I agree that science can't be bound by the rigid structures of most applied disciplines, and that the freedom to combine technologies in novel ways is a pre-requisite to novel findings.
What I find objectionable is the inability of scientists to explicitly delegate tasks to domain specialists in their everyday work when it makes sense. I think that it's unrealistic of you to believe that engineers always work with "a fully dimensioned and toleranced drawing" before starting work on a project and that your would work "grind to a halt". Indeed, there's a reason for the qualifier rapid in the term "rapid prototyping". If you can give an engineer general specifications for what you want and then leave him/her alone, he/she should be able to produce something that mostly fits your needs while avoiding all of the pitfalls that wouldn't have occurred to you. It would also be incorrect to assume that engineering does not involve creativity and is purely bound by rigid processes- if your requirements were strange enough, something fresh would inevitably be built.
This sort of delegation of course, is actually more efficient, since you can work on other tasks in parallel with the engineer (such as writing your next grant proposal or article or gasp teaching). Most scientists also already do this implicitly by choosing to purchase instrumentation from manufacturers like Olympus, Phillips, or Siemens rather than building it themselves.
Part of the reason for why I have such strong opinions about this matter, is that I've actually witnessed scientists waste more time messing around in fields where they were clearly out of their depth. As an example, there was a thread on a listserv in my (former) field that lasted for literally months that was solely devoted to the appearance of a website. Everyone wanted to turn the website design into an academic debate, when the website's creation (which had little to do with the substance of the scholarship itself) could have been turned over to a seasoned web developer and finished in less than a week or two.
But in the case of dev and prod distinction it has nothing to do with fitting some over-constrained engineering principle, but about fitting actual science: if you cannot reproduce something, you don't have a result, you have a fluke.
I think GP here is an insightful comment. Reproducing things is indeed important, but re-running code is much too narrow a definition, and possibly distractingly narrow.
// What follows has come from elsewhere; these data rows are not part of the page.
Issue #377, opened 2022-08-15
random-sample counts cis/total


efriman:
Hi,

Just a few points that I noticed. Maybe there are good reasons for this but just wanted to point it out.

1. The "cis" counts (generated by cooltools coverage --store) are doubled, while the "sum" values are not. It seems for cooltools random-sample you need to use the doubled value with --counts-cis and the non-doubled value with --counts. This is a bit confusing.

2. After using cooltools random-sample, the cooler needs to be rebalanced but the weight column persists. This leads for example to the error "ValueError: Please, specify ignore_diags and/or IC balance this cooler! Cannot access the value used in IC balancing." when running cooltools coverage on the sampled (but not rebalanced) matrix and cooler balance says it's already balanced. Maybe it would be good to remove the weight column upon sampling.

Elias

Phlya:
Indeed, 1 is a bug! Thanks for reporting.

2 is a good idea, we should simply remove the weights after sampling, I also think so.

PR #381, opened 2022-08-25
fix377

gfudenberg:
addresses https://github.com/open2c/cooltools/issues/377

- only passes ['chrom','start','end'] from previous cooler bintable
- divides cis-coverage by two, since the coverage function considers each side separately, vs. count which counts number of reads

### DIFF
--- a/cooltools/api/coverage.py
+++ b/cooltools/api/coverage.py
@@ -121,5 +121,5 @@ def coverage(
                 grp["bins"].create_dataset(
                     store_name, data=cov_arr, **h5opts, dtype=int
                 )
-            grp.attrs.create("cis", np.sum(covs[0]), dtype=int)
+            grp.attrs.create("cis", np.sum(covs[0]) // 2, dtype=int)
     return covs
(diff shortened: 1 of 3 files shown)


Phlya:
Thanks for addressing this! The non-doubling of coverage actually is an issue also in the `cooltools coverage`, and hence the stored "cis" value is also wrong by 2-fold...
https://github.com/open2c/cooltools/blob/a86fbec9601459624568f7f03c6ec89d445ca416/cooltools/api/coverage.py#L124

Phlya:
It's just to try and use the stored value if it's already calculated, and if not - calculate it.

gfudenberg:
ah, so if the //2 is added to api.coverage, then all should be good?

Phlya:
Yes!

gfudenberg:
ok! added new tests as well, that will also help clarify the behavior of `coverage()` on a very simple cooler.

Phlya:
Looks good to me, thank you!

Maybe your awful notebook gets the same answer you got the day before on the blackboard. Or the same answer your collaborator got independently, perhaps with different tools. Those might be great checks that you understand what you're doing. Spending time on them might be more valuable for finding errors than spending time on making one approach run without human intervention.
Not to say that there aren't some scientists who would benefit from better engineering. But it's too strong to say that fixing everything that looks wrong to engineer's eyes is automatically a good idea.
I find that with Jupyter, re-running code does serve one useful purpose, which is to make sure that your result isn't affected by out-of-order execution or a global that you declared and forgot about. That is a real pitfall of Jupyter that has to be explained to beginners.
For my work, reproducing a result may involve collecting more data, because a notebook might be a piece of a bigger puzzle that includes hardware and physical data. This is where scripting is a two edged sword. On the one hand, it's easy to get sloppy in all of the ways that horrify real programmers. On the other hand, scripting an experiment so it runs with little manual intervention means that you can run it several times.
Huge fan of just including an environment.yml for a conda virtual-env in the repo you store your notebooks in, but the challenge there is that it's OS specific reproducibility. I've had no luck creating a single yml for all OS's and the overhead of creating similar yml's for (say) Mac and Win is a lot unless you plan on sharing your notebook widely.